- RECORDED INFORMATION:
▼

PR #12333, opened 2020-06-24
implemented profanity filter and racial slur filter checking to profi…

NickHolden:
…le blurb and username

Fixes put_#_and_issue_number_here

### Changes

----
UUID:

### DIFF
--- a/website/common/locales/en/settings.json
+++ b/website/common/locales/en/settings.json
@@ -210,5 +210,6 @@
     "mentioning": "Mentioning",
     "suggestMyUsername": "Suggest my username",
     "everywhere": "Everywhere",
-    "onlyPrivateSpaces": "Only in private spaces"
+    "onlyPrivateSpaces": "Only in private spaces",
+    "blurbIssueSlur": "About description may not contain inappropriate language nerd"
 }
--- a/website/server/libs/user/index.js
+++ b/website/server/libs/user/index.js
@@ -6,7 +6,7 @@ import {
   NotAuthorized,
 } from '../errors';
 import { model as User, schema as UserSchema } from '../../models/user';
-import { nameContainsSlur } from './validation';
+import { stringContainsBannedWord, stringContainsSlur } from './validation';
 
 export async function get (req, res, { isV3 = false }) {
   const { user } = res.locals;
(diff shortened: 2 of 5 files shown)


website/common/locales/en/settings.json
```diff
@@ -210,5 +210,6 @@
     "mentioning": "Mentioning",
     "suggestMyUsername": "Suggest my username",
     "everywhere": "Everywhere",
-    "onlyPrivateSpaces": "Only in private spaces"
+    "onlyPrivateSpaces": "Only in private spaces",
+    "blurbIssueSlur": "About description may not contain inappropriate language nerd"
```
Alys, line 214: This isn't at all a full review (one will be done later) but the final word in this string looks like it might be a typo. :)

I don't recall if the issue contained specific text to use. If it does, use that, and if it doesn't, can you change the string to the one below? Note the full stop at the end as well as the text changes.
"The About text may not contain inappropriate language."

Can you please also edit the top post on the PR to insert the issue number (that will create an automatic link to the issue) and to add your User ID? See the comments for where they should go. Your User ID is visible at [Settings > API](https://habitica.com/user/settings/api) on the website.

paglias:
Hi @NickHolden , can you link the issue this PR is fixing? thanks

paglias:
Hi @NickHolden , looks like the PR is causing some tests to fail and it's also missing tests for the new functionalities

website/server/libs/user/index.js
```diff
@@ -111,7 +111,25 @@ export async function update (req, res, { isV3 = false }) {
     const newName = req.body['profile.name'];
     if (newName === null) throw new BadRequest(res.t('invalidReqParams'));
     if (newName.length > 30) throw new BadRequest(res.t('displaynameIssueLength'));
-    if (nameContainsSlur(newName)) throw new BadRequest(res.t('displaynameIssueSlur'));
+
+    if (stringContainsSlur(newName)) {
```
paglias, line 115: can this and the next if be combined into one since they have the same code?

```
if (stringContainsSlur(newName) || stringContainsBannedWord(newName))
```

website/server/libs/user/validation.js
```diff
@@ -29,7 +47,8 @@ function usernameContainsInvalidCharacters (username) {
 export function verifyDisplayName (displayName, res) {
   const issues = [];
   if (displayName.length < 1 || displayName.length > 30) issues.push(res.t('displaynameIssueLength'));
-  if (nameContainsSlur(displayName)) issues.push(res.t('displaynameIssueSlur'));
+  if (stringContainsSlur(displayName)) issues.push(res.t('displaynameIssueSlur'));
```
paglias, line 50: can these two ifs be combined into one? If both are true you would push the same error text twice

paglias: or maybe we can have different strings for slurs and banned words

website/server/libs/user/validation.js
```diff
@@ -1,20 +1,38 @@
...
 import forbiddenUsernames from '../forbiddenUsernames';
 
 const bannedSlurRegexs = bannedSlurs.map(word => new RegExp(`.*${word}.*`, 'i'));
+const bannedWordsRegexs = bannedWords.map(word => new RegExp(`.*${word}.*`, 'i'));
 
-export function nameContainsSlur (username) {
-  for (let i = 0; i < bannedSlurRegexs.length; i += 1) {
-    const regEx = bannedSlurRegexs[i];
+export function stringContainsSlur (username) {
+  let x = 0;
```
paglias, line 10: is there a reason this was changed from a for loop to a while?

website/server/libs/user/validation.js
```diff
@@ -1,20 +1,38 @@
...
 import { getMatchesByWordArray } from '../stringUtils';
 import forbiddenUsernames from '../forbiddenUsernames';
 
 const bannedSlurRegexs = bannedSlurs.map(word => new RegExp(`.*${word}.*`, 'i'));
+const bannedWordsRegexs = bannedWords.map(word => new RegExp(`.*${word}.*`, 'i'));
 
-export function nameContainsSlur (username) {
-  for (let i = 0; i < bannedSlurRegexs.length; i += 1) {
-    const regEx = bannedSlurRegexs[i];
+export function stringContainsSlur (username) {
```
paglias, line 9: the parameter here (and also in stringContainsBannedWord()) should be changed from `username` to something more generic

▲
▼

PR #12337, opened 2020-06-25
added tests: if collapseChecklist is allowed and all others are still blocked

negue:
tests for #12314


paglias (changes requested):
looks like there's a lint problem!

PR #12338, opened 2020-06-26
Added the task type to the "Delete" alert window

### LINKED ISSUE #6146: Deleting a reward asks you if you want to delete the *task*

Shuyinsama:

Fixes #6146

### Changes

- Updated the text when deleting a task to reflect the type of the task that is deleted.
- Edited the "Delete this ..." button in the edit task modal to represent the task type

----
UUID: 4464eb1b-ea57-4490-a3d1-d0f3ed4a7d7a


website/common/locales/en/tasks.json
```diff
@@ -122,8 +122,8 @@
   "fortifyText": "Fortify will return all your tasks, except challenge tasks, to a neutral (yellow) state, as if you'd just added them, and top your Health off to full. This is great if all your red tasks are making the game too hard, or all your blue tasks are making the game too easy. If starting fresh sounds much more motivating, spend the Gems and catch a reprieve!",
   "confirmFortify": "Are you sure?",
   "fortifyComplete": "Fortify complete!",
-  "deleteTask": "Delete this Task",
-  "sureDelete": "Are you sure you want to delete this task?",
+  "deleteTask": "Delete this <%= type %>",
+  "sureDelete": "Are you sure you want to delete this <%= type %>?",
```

▲
▼

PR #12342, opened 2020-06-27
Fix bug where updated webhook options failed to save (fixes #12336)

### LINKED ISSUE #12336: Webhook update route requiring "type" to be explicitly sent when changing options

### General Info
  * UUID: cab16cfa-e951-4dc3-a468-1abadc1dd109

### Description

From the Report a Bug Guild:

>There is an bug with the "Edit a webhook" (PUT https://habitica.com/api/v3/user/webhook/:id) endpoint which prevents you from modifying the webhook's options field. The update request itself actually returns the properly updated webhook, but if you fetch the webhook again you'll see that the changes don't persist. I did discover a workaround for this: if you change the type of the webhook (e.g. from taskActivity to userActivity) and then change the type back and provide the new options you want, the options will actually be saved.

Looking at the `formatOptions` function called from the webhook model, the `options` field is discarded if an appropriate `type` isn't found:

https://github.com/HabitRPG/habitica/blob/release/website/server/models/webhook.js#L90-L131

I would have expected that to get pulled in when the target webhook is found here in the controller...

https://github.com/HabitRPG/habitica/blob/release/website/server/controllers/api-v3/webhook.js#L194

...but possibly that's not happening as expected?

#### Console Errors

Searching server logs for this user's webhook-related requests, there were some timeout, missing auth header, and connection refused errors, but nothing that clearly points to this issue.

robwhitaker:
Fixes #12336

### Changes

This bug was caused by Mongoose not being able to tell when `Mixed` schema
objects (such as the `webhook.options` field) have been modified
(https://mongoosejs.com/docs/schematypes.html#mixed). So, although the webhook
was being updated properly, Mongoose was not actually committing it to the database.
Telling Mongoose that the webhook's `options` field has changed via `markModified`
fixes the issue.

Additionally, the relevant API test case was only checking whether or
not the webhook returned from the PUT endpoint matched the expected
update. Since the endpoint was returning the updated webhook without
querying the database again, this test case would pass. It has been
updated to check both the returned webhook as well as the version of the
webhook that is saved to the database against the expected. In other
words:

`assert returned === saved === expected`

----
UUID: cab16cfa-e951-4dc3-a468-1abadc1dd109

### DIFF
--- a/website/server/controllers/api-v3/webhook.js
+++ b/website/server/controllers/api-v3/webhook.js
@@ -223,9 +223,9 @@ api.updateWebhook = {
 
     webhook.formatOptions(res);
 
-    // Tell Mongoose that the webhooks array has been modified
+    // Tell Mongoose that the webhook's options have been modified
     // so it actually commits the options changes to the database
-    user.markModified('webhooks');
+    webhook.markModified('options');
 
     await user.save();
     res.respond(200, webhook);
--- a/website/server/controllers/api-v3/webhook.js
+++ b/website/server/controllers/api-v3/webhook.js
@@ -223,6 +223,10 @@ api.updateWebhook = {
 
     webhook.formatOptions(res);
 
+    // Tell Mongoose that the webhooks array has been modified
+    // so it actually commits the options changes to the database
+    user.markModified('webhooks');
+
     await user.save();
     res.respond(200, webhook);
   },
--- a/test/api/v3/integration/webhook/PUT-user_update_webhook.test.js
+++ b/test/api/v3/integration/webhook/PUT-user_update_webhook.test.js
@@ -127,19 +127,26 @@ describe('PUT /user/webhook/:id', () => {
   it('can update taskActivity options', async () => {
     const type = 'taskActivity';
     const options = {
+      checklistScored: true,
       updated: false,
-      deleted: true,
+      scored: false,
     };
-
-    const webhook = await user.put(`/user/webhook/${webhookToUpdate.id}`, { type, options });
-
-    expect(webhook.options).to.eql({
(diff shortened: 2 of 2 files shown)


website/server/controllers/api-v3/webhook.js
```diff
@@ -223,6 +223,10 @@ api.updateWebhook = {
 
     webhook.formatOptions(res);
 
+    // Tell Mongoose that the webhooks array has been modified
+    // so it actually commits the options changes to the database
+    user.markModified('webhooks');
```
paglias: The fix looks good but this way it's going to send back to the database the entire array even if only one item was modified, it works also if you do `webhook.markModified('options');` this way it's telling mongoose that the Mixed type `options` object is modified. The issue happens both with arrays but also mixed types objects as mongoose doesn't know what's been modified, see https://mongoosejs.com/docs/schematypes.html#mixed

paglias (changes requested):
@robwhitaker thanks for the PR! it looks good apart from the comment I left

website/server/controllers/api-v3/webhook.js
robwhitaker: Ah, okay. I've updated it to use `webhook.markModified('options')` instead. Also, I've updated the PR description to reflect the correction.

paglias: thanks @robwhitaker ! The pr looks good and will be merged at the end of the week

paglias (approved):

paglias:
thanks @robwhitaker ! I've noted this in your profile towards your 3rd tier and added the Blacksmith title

▲

The answer is the run of lines above from the line containing "comment I left" through the line containing "thanks @robwhitaker ! I've", copied exactly and alone.

- SOLUTION BELOW:
@robwhitaker thanks for the PR! it looks good apart from the comment I left

website/server/controllers/api-v3/webhook.js
robwhitaker: Ah, okay. I've updated it to use `webhook.markModified('options')` instead. Also, I've updated the PR description to reflect the correction.

paglias: thanks @robwhitaker ! The pr looks good and will be merged at the end of the week

paglias (approved):

paglias:
thanks @robwhitaker ! I've noted this in your profile towards your 3rd tier and added the Blacksmith title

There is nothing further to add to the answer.